» Source material:
------------------------

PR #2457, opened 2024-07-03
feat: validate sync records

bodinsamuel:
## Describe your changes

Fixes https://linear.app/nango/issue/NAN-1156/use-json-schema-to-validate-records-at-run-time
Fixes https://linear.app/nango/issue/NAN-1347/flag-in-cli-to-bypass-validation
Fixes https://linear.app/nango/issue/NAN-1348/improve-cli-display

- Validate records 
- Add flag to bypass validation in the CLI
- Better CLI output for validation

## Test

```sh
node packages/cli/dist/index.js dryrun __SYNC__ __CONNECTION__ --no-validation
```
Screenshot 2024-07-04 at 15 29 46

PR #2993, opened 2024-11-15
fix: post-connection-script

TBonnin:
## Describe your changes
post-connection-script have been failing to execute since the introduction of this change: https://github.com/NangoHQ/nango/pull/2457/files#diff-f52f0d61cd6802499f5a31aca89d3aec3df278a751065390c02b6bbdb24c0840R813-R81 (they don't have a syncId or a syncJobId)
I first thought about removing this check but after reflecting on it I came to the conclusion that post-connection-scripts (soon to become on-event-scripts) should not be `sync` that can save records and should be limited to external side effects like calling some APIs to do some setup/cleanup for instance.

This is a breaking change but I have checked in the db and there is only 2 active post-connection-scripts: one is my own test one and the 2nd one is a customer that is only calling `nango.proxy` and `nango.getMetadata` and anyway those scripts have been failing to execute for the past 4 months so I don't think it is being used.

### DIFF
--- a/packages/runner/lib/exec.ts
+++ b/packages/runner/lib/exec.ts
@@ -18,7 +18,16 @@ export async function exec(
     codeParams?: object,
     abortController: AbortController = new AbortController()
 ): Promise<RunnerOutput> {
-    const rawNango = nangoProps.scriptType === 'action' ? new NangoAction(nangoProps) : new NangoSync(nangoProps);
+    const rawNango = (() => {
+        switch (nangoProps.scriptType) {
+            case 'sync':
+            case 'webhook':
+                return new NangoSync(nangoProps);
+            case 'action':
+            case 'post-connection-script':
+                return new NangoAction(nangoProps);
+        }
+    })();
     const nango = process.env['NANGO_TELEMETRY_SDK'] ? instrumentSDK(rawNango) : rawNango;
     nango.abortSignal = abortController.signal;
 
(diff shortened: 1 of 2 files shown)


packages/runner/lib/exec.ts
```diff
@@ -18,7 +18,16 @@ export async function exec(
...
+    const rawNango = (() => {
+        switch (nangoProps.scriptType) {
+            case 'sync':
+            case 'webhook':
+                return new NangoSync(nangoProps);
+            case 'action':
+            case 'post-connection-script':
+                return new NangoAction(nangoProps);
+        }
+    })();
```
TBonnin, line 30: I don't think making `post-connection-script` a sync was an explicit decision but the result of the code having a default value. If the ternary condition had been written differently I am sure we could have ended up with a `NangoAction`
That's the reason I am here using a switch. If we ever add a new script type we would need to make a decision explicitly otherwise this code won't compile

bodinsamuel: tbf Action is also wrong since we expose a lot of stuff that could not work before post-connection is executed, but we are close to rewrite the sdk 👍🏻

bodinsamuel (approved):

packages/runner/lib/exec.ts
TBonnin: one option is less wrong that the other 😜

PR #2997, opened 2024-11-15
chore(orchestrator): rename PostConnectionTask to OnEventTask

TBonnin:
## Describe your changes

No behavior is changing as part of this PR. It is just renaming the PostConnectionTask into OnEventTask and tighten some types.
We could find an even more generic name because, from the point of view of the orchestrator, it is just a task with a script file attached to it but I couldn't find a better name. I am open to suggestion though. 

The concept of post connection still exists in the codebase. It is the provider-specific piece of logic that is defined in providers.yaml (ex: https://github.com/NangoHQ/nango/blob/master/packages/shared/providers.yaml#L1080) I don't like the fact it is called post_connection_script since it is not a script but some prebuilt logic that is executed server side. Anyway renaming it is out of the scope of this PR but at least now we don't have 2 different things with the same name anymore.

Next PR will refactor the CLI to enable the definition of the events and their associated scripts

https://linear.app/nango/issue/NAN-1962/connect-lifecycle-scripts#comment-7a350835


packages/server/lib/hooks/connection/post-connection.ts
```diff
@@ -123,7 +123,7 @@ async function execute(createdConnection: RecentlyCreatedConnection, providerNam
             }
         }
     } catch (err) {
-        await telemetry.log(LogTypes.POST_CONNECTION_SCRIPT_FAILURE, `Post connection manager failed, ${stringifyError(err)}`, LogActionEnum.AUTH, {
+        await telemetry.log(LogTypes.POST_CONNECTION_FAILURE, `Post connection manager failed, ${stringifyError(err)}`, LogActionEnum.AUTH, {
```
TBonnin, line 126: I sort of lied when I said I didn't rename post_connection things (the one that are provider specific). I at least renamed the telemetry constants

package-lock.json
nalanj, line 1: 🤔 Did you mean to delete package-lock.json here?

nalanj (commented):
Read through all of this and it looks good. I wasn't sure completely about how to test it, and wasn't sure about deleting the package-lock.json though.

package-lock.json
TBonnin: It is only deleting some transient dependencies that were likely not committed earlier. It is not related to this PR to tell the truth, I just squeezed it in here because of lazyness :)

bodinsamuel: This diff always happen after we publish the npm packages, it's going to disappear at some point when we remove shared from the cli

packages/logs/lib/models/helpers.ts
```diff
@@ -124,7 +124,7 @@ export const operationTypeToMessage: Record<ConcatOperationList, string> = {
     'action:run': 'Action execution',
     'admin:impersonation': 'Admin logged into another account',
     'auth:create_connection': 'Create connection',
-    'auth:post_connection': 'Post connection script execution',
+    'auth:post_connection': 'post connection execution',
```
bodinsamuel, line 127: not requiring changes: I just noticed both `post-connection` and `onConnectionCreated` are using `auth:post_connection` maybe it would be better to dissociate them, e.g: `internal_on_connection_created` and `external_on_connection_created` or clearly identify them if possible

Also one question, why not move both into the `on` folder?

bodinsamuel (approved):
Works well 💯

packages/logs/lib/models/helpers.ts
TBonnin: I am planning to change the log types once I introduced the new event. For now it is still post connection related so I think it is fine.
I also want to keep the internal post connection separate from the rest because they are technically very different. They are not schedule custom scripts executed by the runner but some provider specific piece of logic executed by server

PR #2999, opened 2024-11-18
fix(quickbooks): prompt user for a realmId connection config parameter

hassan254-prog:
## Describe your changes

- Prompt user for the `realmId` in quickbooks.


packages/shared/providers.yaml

------------------------

» About this exercise:
From the records above, extract everything verbatim.

» Reply to the exercise:
PR #2457, opened 2024-07-03
feat: validate sync records

bodinsamuel:
## Describe your changes

Fixes https://linear.app/nango/issue/NAN-1156/use-json-schema-to-validate-records-at-run-time
Fixes https://linear.app/nango/issue/NAN-1347/flag-in-cli-to-bypass-validation
Fixes https://linear.app/nango/issue/NAN-1348/improve-cli-display

- Validate records 
- Add flag to bypass validation in the CLI
- Better CLI output for validation

## Test

```sh
node packages/cli/dist/index.js dryrun __SYNC__ __CONNECTION__ --no-validation
```
Screenshot 2024-07-04 at 15 29 46

PR #2993, opened 2024-11-15
fix: post-connection-script

TBonnin:
## Describe your changes
post-connection-script have been failing to execute since the introduction of this change: https://github.com/NangoHQ/nango/pull/2457/files#diff-f52f0d61cd6802499f5a31aca89d3aec3df278a751065390c02b6bbdb24c0840R813-R81 (they don't have a syncId or a syncJobId)
I first thought about removing this check but after reflecting on it I came to the conclusion that post-connection-scripts (soon to become on-event-scripts) should not be `sync` that can save records and should be limited to external side effects like calling some APIs to do some setup/cleanup for instance.

This is a breaking change but I have checked in the db and there is only 2 active post-connection-scripts: one is my own test one and the 2nd one is a customer that is only calling `nango.proxy` and `nango.getMetadata` and anyway those scripts have been failing to execute for the past 4 months so I don't think it is being used.

### DIFF
--- a/packages/runner/lib/exec.ts
+++ b/packages/runner/lib/exec.ts
@@ -18,7 +18,16 @@ export async function exec(
     codeParams?: object,
     abortController: AbortController = new AbortController()
 ): Promise<RunnerOutput> {
-    const rawNango = nangoProps.scriptType === 'action' ? new NangoAction(nangoProps) : new NangoSync(nangoProps);
+    const rawNango = (() => {
+        switch (nangoProps.scriptType) {
+            case 'sync':
+            case 'webhook':
+                return new NangoSync(nangoProps);
+            case 'action':
+            case 'post-connection-script':
+                return new NangoAction(nangoProps);
+        }
+    })();
     const nango = process.env['NANGO_TELEMETRY_SDK'] ? instrumentSDK(rawNango) : rawNango;
     nango.abortSignal = abortController.signal;
 
(diff shortened: 1 of 2 files shown)


packages/runner/lib/exec.ts
```diff
@@ -18,7 +18,16 @@ export async function exec(
...
+    const rawNango = (() => {
+        switch (nangoProps.scriptType) {
+            case 'sync':
+            case 'webhook':
+                return new NangoSync(nangoProps);
+            case 'action':
+            case 'post-connection-script':
+                return new NangoAction(nangoProps);
+        }
+    })();
```
TBonnin, line 30: I don't think making `post-connection-script` a sync was an explicit decision but the result of the code having a default value. If the ternary condition had been written differently I am sure we could have ended up with a `NangoAction`
That's the reason I am here using a switch. If we ever add a new script type we would need to make a decision explicitly otherwise this code won't compile

bodinsamuel: tbf Action is also wrong since we expose a lot of stuff that could not work before post-connection is executed, but we are close to rewrite the sdk 👍🏻

bodinsamuel (approved):

packages/runner/lib/exec.ts
TBonnin: one option is less wrong that the other 😜

PR #2997, opened 2024-11-15
chore(orchestrator): rename PostConnectionTask to OnEventTask

TBonnin:
## Describe your changes

No behavior is changing as part of this PR. It is just renaming the PostConnectionTask into OnEventTask and tighten some types.
We could find an even more generic name because, from the point of view of the orchestrator, it is just a task with a script file attached to it but I couldn't find a better name. I am open to suggestion though. 

The concept of post connection still exists in the codebase. It is the provider-specific piece of logic that is defined in providers.yaml (ex: https://github.com/NangoHQ/nango/blob/master/packages/shared/providers.yaml#L1080) I don't like the fact it is called post_connection_script since it is not a script but some prebuilt logic that is executed server side. Anyway renaming it is out of the scope of this PR but at least now we don't have 2 different things with the same name anymore.

Next PR will refactor the CLI to enable the definition of the events and their associated scripts

https://linear.app/nango/issue/NAN-1962/connect-lifecycle-scripts#comment-7a350835


packages/server/lib/hooks/connection/post-connection.ts
```diff
@@ -123,7 +123,7 @@ async function execute(createdConnection: RecentlyCreatedConnection, providerNam
             }
         }
     } catch (err) {
-        await telemetry.log(LogTypes.POST_CONNECTION_SCRIPT_FAILURE, `Post connection manager failed, ${stringifyError(err)}`, LogActionEnum.AUTH, {
+        await telemetry.log(LogTypes.POST_CONNECTION_FAILURE, `Post connection manager failed, ${stringifyError(err)}`, LogActionEnum.AUTH, {
```
TBonnin, line 126: I sort of lied when I said I didn't rename post_connection things (the one that are provider specific). I at least renamed the telemetry constants

package-lock.json
nalanj, line 1: 🤔 Did you mean to delete package-lock.json here?

nalanj (commented):
Read through all of this and it looks good. I wasn't sure completely about how to test it, and wasn't sure about deleting the package-lock.json though.

package-lock.json
TBonnin: It is only deleting some transient dependencies that were likely not committed earlier. It is not related to this PR to tell the truth, I just squeezed it in here because of lazyness :)

bodinsamuel: This diff always happen after we publish the npm packages, it's going to disappear at some point when we remove shared from the cli

packages/logs/lib/models/helpers.ts
```diff
@@ -124,7 +124,7 @@ export const operationTypeToMessage: Record<ConcatOperationList, string> = {
     'action:run': 'Action execution',
     'admin:impersonation': 'Admin logged into another account',
     'auth:create_connection': 'Create connection',
-    'auth:post_connection': 'Post connection script execution',
+    'auth:post_connection': 'post connection execution',
```
bodinsamuel, line 127: not requiring changes: I just noticed both `post-connection` and `onConnectionCreated` are using `auth:post_connection` maybe it would be better to dissociate them, e.g: `internal_on_connection_created` and `external_on_connection_created` or clearly identify them if possible

Also one question, why not move both into the `on` folder?

bodinsamuel (approved):
Works well 💯

packages/logs/lib/models/helpers.ts
TBonnin: I am planning to change the log types once I introduced the new event. For now it is still post connection related so I think it is fine.
I also want to keep the internal post connection separate from the rest because they are technically very different. They are not schedule custom scripts executed by the runner but some provider specific piece of logic executed by server

PR #2999, opened 2024-11-18
fix(quickbooks): prompt user for a realmId connection config parameter

hassan254-prog:
## Describe your changes

- Prompt user for the `realmId` in quickbooks.


packages/shared/providers.yaml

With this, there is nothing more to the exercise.